One could argue that some of the constraints were lifted with DGX-style machines with NVLink and NVswitch along with Volta GPUs. “We are excited about these architectures and what that kind of machine means for multi-GPU performance, it’s a good step. There have been some research results that are promising as well on the European model,” Govett says. “But the thing that makes me pause is, just like with single node comparisons, it does not always fit into what we do in weather prediction—we can run on many nodes and DGX capabilities are only good if you are staying within the ode. The bottleneck is the connection off the node; the interconnect technology has a way to go. The bigger the compute capability within a node, the bigger the pipe needed to get stuff off or between nodes and into the file system and so on. We are focused on scalability of weather prediction; as you scale up with processors the communication needs grow—that’s a big consideration for our models.”
Again, it is here where the interest in optical technologies is at the fore. Govett says they are watching the space, including startups like Optalysys, but it is still early.

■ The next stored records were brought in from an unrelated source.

PR #1315, opened 2026-05-23
Removed debug prints from ACMChannel

FozzTexx:
Removed debug prints from ACMChannel because they were slowing down being ready for data from Pico when CoCo boots.


RichStephens (approved):

tschak909 (commented):
Yeah, that makes sense. :)

PR #1317, opened 2026-05-25
Set term, rows, columns from devicespec url if passed-in for ssh and …

RichStephens:
…telnet


RichStephens:
Tested this with ssh to linux and telnet to a BBS.

FozzTexx (approved):

PR #1322, opened 2026-05-28
Atari fixes for alternate boot, config-ng, wrong filesize, and broken…

markjfisher:
… block directory reading

Restore Atari CONFIG-NG/alternate boot disk selection and fix directory block-mode crash introduced by the fujiDevice unification (#1108).

Boot disk selection was moved into generic fujiDevice::insert_boot_device() without the Atari-specific logic for SD alternate config paths and /autorun-cng.atr. Add an sioFuji override to restore the previous priority: alternate SD file, then CONFIG-NG, then default autorun.

Directory listings from CONFIG-NG crashed on READ DIRECTORY ENTRY in block mode (AUX2 $C0-$FF) because fujicmd_read_directory_entry() started an SIO transaction and then called fujicmd_read_directory_block(), which started a second one. Dispatch block mode before transaction_begin(), matching pre-unification behavior.

Also fix alternate-config SD mounts using FileSystem::filesize() instead of fsFlash.filesize() on handles opened from fnSDFAT.

### DIFF
--- a/lib/device/fujiDevice.cpp
+++ b/lib/device/fujiDevice.cpp
@@ -586,7 +586,7 @@ void fujiDevice::insert_boot_device(std::string boot_img, mediatype_t disk_type,
         return;
     }
 
-    image_size = fsFlash.filesize(fBoot);
+    image_size = FileSystem::filesize(fBoot);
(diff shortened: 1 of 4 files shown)


tschak909 (approved):
Thanks :)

By the way, this slow adoption of GPUs is not new in traditional HPC application areas. With the early K20 and K40 processors, only a few leading supercomputers took the code leap to graphics accelerators. While it’s far more common on big HPC machines now, the mission-critical nature of forecasting makes change a much bigger step, again, even if there is performance and efficiency gain to be had or a leading edge on machine learning initiatives that could significantly improve operations and forecast delivery.

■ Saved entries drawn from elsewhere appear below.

PR #1323, opened 2026-05-28
Load ROM/ccc to pico on fujiversal coco prototype

RichStephens:
This is a DRAFT.  Do not merge yet, until we all agree on it.

## Summary

Adds a `MediaTypeROM` to the drivewire media layer so a `.rom`/`.ccc` file mounted on a device slot is streamed to the fujiversal PicoROM at mount time via the existing DBC `FujiBusPacket` protocol (`NETCMD_OPEN` / `NETCMD_WRITE` × N / `NETCMD_CLOSE`). Modeled on `rs232Disk::mountROM`.

All changes are gated `PINMAP_FUJIVERSAL_DRIVEWIRE` and only affect the `fujiversal-drivewire` build. No effect on rs232, other drivewire boards, or any other platform.

## What's added

- `MediaTypeROM` (`lib/media/drivewire/mediaTypeROM.{h,cpp}`): `mount()` streams the file to the pico in `MEDIA_BLOCK_SIZE` chunks; `read`/`write`/`format` return errors (this is a ROM, not a disk).
- `MEDIATYPE_ROM` enum entry, `.rom`/`.ccc` detection in `discover_mediatype()` (case-insensitive), wiring in `media.h` and the drivewire `disk.cpp` switch.
- Guards mount with `SYSTEM_BUS.isBoIP()` and returns an error under BoIP — the transfer is meaningless without a real pico.

## Drivewire `systemBus` plumbing

To send DBC packets over the bus, the drivewire `systemBus` gained `sendCommand` / `writeBusPacket` / `readBusPacket` mirroring the rs232 implementation.

Because DBC SLIP-framed packets and the CoCo's raw DriveWire bytes share the same USB-CDC link, `readBusPacket` captures any bytes seen before the SLIP frame start into a small pushback buffer (`_dbc_pushback`) instead of letting them be discarded. `_readByte()`, the public `read()`/`read(buf,len)`/`available()`, and `service()` all drain the pushback before consulting `_port`, so a stray CoCo opcode landing during a DBC read replays cleanly into the bus dispatch.

## Out of scope (follow-up)

Pico-side autostart command (drive `CART` low so the loaded ROM runs without the prototype's Q→CART jumper). Requires matching firmware on `~/fujiversal`.

## Testing

Built and flashed on `fujiversal-drivewire`. Verified end-to-end: mounted `.ccc` from the config program → ROM streamed to the pico → `fuji_mount_all()` returns → CoCo proceeds normally. With the Q→CART jumper installed on the prototype, the loaded ROM runs after reset.

### DIFF
--- a/lib/bus/drivewire/drivewire.cpp
+++ b/lib/bus/drivewire/drivewire.cpp
@@ -543,7 +543,7 @@ void systemBus::op_namedobj_mnt()
 // Read and process a command frame from DRIVEWIRE
 void systemBus::_drivewire_process_cmd()
 {
-    int c = _readByte();
+    int c = read();
     if (c < 0)
     {
         Debug_println("Failed to read cmd!");
--- a/lib/bus/drivewire/drivewire.cpp
+++ b/lib/bus/drivewire/drivewire.cpp
@@ -543,7 +543,7 @@ void systemBus::op_namedobj_mnt()
 // Read and process a command frame from DRIVEWIRE
 void systemBus::_drivewire_process_cmd()
 {
-    int c = _port->read();
+    int c = _readByte();
     if (c < 0)
     {
         Debug_println("Failed to read cmd!");
@@ -712,7 +712,7 @@ void systemBus::service()
         }
     }
 
-    if (_port->available())
+    if (available())
         _drivewire_process_cmd();
 }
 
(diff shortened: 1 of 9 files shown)


FozzTexx:
Probably don't have to `#ifdef PINMAP_FUJIVERSAL_DRIVEWIRE` in mediaType.cpp or disk.cpp. I can't see any reason to avoid detecting ROM media on the bitbanger cart. If anything, might want CONFIG to pop up and say "No, you need to upgrade your FujiNet!" 😉

Is SLIP_END 0xC0 already a Drivewire opcode?

FozzTexx:
If Drivewire isn't using 0xC0 as an opcode, would it not work to define OP_FUJIVERSAL as 0xC0 and then just process it in the switch like the others and avoid having to save and inspect every byte that passes through?

lib/bus/drivewire/drivewire.h
```diff
@@ -190,6 +194,21 @@ class systemBus
...
+#ifdef PINMAP_FUJIVERSAL_DRIVEWIRE
+        if (!_dbc_pushback.empty()) {
+            uint8_t b = _dbc_pushback.front();
+            _dbc_pushback.pop_front();
+            return b;
+        }
+#endif
+        return _port->read();
+    }
+
```
FozzTexx: This looks the same as the rewritten `read()` method below. Probably not needed?

lib/bus/drivewire/drivewire.cpp
```diff
@@ -543,7 +543,7 @@ void systemBus::op_namedobj_mnt()
 // Read and process a command frame from DRIVEWIRE
 void systemBus::_drivewire_process_cmd()
 {
-    int c = _port->read();
+    int c = _readByte();
```
FozzTexx: I think this can call the `systemBus::read()` just like you did with `available()` below.

lib/bus/drivewire/drivewire.h
```diff
@@ -331,13 +350,64 @@ class systemBus
...
+    size_t read() {
+#ifdef PINMAP_FUJIVERSAL_DRIVEWIRE
+        if (!_dbc_pushback.empty()) {
+            uint8_t b = _dbc_pushback.front();
+            _dbc_pushback.pop_front();
+            return b;
+        }
+#endif
+        return _port->read();
+    }
```
FozzTexx: To keep from having to handle _dbc_pushback in two places, the single byte read could call the multibyte read and fetch a single byte. That's how IOChannel works too.

FozzTexx (commented):
I suspect that all the `#ifdef PINMAP_FUJIVERSAL_DRIVEWIRE` isn't really needed. I don't think it will hurt anything if the bitbanger cart has the same routines that check for the SLIP packets.

I think the PR check failed because you need to add mediaTypeROM.cpp and mediaTypeROM.h to `fujinet_pc.cmake`

FozzTexx (approved):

“Technology is evolving and we have choices in traditional computing with machine learning capable of revolutionizing some parts of the problem in prediction, data assimilation, data delivery and observation processing,” Govett explains, noting that they want to take a systems-level view versus just solving individual pieces. “We want the best way to apply what we’ve learned and have and then understand how to make a big jump that can revolutionize our operational prediction capabilities.
“We are keeping an open mind to what the problems will be down the road and how to build a system—not just a model, but the holistic system—that can incorporate traditional HPC as well as emerging machine learning techniques and apply this to the many different parts of getting an operational weather prediction model out to the people who need it.”
Govett says the research side at NOAA is also considering forecast delivery options to prepare for the next decade. “As the data has grown and models are more high-resolution we are finding that the systems can’t deliver all the information forecasters want and on their own side, the memory limitations keep mounting. “We are examining the role of machine learning to reduce the amount of information and are also looking at cloud to see if we can keep the data in one place and allow those forecasters to access only the pieces they need for their local areas.”
The growing challenge is the amount of data that goes into these forecasts and how that fits into existing models. “We are thinking about how to deal with the data that goes into these models; how to incorporate this to the best degree with many new satellites, high density radar, and other in-situ data coming into the flow. We want to see what we can apply, including machine learning, to look at this massive data and computational problem.”